Social Importance of a Smile 

I began to think about how a smile would affect someone else. If you’re smiling, can you improve someone else’s mood? I went searching for information and thought I would find a bunch of sources that described how we as humans like to smile, and like to mimic each other, so we should smile more. Instead, I found an article that explained something called a Duchenne smile and that there are differences in smiling rates for gender. Differences are attributed (in this meta-analysis described) by three things:

  1. Gender Norms
  2. People around us
  3. Culture

The later made me think about all of my research in the context of culture. If smiling is so important to happiness, and there has been a mechanism isolated, what happens if a certain culture frowns upon smiles?

Culture

A study coming out of Stanford compared top US leaders to top Chinese leaders. This is an obvious choice when it comes to culture expression differences. Often, Chinese leaders are more reserved and less emotive than US leaders. This has to do with what traits a culture deems important. In the case of the US, we are known to value excitement, whereas Chinese value being calm and reserved.

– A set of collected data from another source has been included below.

PR #2726, opened 2022-10-20
fix(wia): adjust contest index based on the previous page's number of contests

benadida:
In locating the proper portions of the ballot for write-in adjudication, we go through each page's layout and find the current contest's index on its current page. To do that, we subtract from the index the contests that appear on prior pages.

There was a bug where we were subtracting the number of contests on the *current* page, rather than the previous page. This wasn't noticed before because we happened to be testing on an election that had the same number of contests on the front and back pages.

### DIFF
--- a/libs/ballot-interpreter-nh/src/layout.ts
+++ b/libs/ballot-interpreter-nh/src/layout.ts
@@ -309,10 +309,20 @@ export function generateBallotPageLayouts(
       });
     }
 
+    // ensure the layouts are returned in the contest-order defined by the election definition
+    const contestsInOrder: BallotPageContestLayout[] = election.contests
+      .map((electionContest) =>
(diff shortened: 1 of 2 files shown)


arsalansufi (approved):
Nice catch!

eventualbuddha (approved):
I think this logic might have been copied from elsewhere, and if so it'd need fixing there in a follow up. @carolinemodic?

carolinemodic:
I just copied the logic from the nh-demo branch, where it was in the frontend instead of the backend, but now it only exists in the backend so you shouldn't need to update anywhere else.

benadida:
> I think this logic might have been copied from elsewhere, and if so it'd need fixing there in a follow up. @carolinemodic?

I didn't see anything like it anywhere else, at least not with the same variable names.

Issue #2727, opened 2022-10-20
Improve tests for WIA issues


benadida:
We fixed two issues without regression tests because those tests would require publishing ballots that are not yet public information. Once they are public information, we can write these tests a lot more easily.

Specifically:
- the bug in `services/admin` that was improperly computing `contestIdx` in the write-in-adjudication image loading.
- the bug in`ballot-interpreter-nh` that was returning contest layout information in potentially the wrong order.

PR #2728, opened 2022-10-20
fix(ballot-interpreter-nh): ensure the contest layout bounds are generated in right order

benadida:
Sometimes, `generateBallotPageLayouts` outputs contest layouts in an order different from the election definition. That messes up write-in adjudication downstream.

I considered alternate fixes:
- fixing the election definition converter so that it would always yield grid layouts in an order that would yield the right contest layout downstream, but that seemed a bit flimsy.
- changing the data structure to a map keyed on `contestId`, but that seems like a large, risky, and unnecessary change when we already often rely on contest ordering identical to the election definition.

### DIFF
--- a/libs/ballot-interpreter-nh/src/layout.ts
+++ b/libs/ballot-interpreter-nh/src/layout.ts
@@ -309,10 +309,20 @@ export function generateBallotPageLayouts(
       });
     }
 
+    // ensure the layouts are returned in the contest-order defined by the election definition
+    const contestsInOrder: BallotPageContestLayout[] = election.contests
+      .map((electionContest) =>
+        contests.find((c) => c.contestId === electionContest.id)
+      )
+      .filter(
+        (contestLayout): contestLayout is BallotPageContestLayout =>
+          contestLayout !== undefined
+      );
+
     layouts.push({
       metadata: { ...metadata, pageNumber: i + 1 },
       pageSize: geometry.canvasSize,
-      contests,
+      contests: contestsInOrder,
     });
   }
 


benadida:
hmmm, ok, I might have a simple and more functional tweak to this... will do that soon.

benadida:
ok, more functional now.

jonahkagan (approved):
Can you add a regression test?

benadida:
Regression test coming in a little bit #2727

libs/ballot-interpreter-nh/src/layout.ts
```diff
@@ -309,10 +309,20 @@ export function generateBallotPageLayouts(
...
 
+    // ensure the layouts are returned in the contest-order defined by the election definition
+    const contestsInOrder: BallotPageContestLayout[] = election.contests
+      .map((electionContest) =>
+        contests.find((c) => c.contestId === electionContest.id)
+      )
+      .filter(
+        (contestLayout): contestLayout is BallotPageContestLayout =>
+          contestLayout !== undefined
+      );
```
eventualbuddha, line 320: Another solution ⛳ 
```ts
    const contestsInOrder = [...contests].sort(
      (a, b) =>
        election.contests.findIndex(({ id }) => id === a.contestId) -
        election.contests.findIndex(({ id }) => id === b.contestId)
    );
```

benadida: ahah nice, that is more elegant :) for a future patch!

PR #2717, opened 2022-10-20
refactor(admin): move `isOfficialResults` to backend

eventualbuddha:
## Overview

Stores the flag in the `elections` table and adds an endpoint to allow setting it. Automatically resets the flag when deleting CVR files. Moves anything related to the election metadata out of `useElectionManagerStore` and into separate hooks.

Refs #2713

## Demo Video or Screenshot
Behavior is unchanged.

## Testing Plan
Manually tested:
- loading a new election
- resetting the election
- loading CVRs
- marking results as official and seeing reports be "Official"
- clearing results and seeing reports revert to "Unofficial"

## Checklist
- [ ] I have added [logging](https://github.com/votingworks/vxsuite/tree/main/libs/logging) where appropriate to any new user actions, system updates such as file reads or storage writes, or errors introduced.
- [ ] I have added JSDoc comments to any newly introduced exports

- [ ] I have added a screenshot and/or video to this PR to demo the change
- [ ] I have added the "user_facing_change" label to this PR to automate an announcement in #machine-product-updates

PR #2729, opened 2022-10-20
refactor(admin): move printed ballots to backend

eventualbuddha:
## Overview

Follow-up to https://github.com/votingworks/vxsuite/pull/2717.

- replaces `AppContext` with hooks for adding/getting printed ballot records
- adds `services/admin` endpoints for managing printed ballot records & associated `react-query` hooks
- removes duplicate `BallotLocales` interface
- tracks all ballots printed, not just official ballots, but only includes official ballots in reports

## Demo Video or Screenshot
n/a

## Testing Plan 
Manual testing of printing ballots, verifying the UI updates appropriately, and the counts are correct.

## Checklist


frontends/election-manager/src/lib/backends/backends.test.ts
```diff
@@ -253,6 +285,55 @@ function makeAdminBackend(): ElectionManagerStoreAdminBackend {
...
+      return {
+        body: typedAs<Admin.GetPrintedBallotsResponse>({
+          status: 'ok',
+          printedBallots: await dbEntry.memoryBackend.loadPrintedBallots(
+            parseQueryResult.ok()
+          ),
+        }),
+      };
+    })
+    .post('glob:/admin/elections/*/printed-ballots', async (url, request) => {
```
kofi-q, line 319: general question on this pattern: as an uninitiated engineer, it seems like unnecessary overhead to model server-side logic (and db data/side effects) in these tests vs the minimum of verifying that the client makes the expected HTTP requests. what's the team philosophy/context behind doing it this way?

kofi-q (approved):
🚀

frontends/election-manager/src/lib/backends/backends.test.ts
eventualbuddha: I'm not sure we have a strong/consistent philosophy on this. In general my preference is to use simplified "real" versions of any complicated component such as a "backend" (see also `MemoryStorage` and `MemoryCard`). My rationale for doing so is that it is often convenient to have such versions of the component and it often promotes better testing methodology. The alternatives also often involve opaque fixtures whose values are hardcoded mysteries.

However, I recognize that _this_ case may be taking that too far. It was easy at first, but it's become more difficult to maintain. Ditching the "storage backend" in #2717 improved things in that regard. However, I don't think we actually plan to have a demo version of this running in a browser somewhere for the general public to try, so it may be "unnecessary overhead" as you put it. I'd welcome trying out something with less overhead as long as it also avoids the "hardcoded mysteries" problem.

kofi-q: ah, the `MemoryStorage`/`MemoryCard` examples are helpful! i was going to say that larger fakes like that have been useful in my experience for more behavioural testing that involves complex interactions with another component or user input, vs simple unit tests, so that's in line with what i'm seeing with those.

agreed that this particular case (at least post-refactor) could be simplified, since we can test each unit independently, but i'll see if that thought holds after i've spent a bit more time in that code!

A study described by the Huffington Post explains that because of some of these cultural differences, it is hard to say that people in the US are “happier” than those in China. This term in and of itself is too vague to really do science at this large of a scale, in my opinion.

This conclusion really made me think of the class where we were talking about if prayer heals. While happiness is a little easier to measure than things as supernatural as prayer, it is still something that science has trouble with. A lot of the research I found had to do with observational studies and self surveys. These can be very valuable tools in science, however, they aren’t as effective as something like a double blind, placebo arm trial that is duplicated over and over again until doubt is something minuscule.

Side note: If smiling has such profound improvements on mood, and mood can enhance concentration and overall functioning, why isn’t this an activity we do all the time? Instead of taking cell phones in class to improve learning, why don’t we just spend time making our minds and bodies feel healthier?

smile face image

3 thoughts on “Smile

  1. Patrick Ryan

    Such a great article to read. I like the topic picked because I find it so simple but it has so many effects in the world. Other than mood I like how you tied in the effects of smiling in social settings, like social norms. Smiling actually has a large effect on our own health, for example depression. According to this article, https://www.psychologytoday.com/blog/isnt-what-i-expected/201207/try-some-smile-therapy, smiling has a large effect in stressful situations and can be used as a type of therapy.

  2. Connor Edward Opalisky

    This is a really fascinating post. I have heard before that smiling can improve your mood but I never understood why. The mechanism that you explained makes perfect sense and fits in with common human behavior. I became curious about the effect that smiling has on other people, as you mentioned. I found an article that sites a Swedish study in which participants were shown pictures of several emotions. They found that subjects mimicked the emotions of the pictures they were shown. As it turns out smiling might be one of many emotions that can alter the mood of people around you.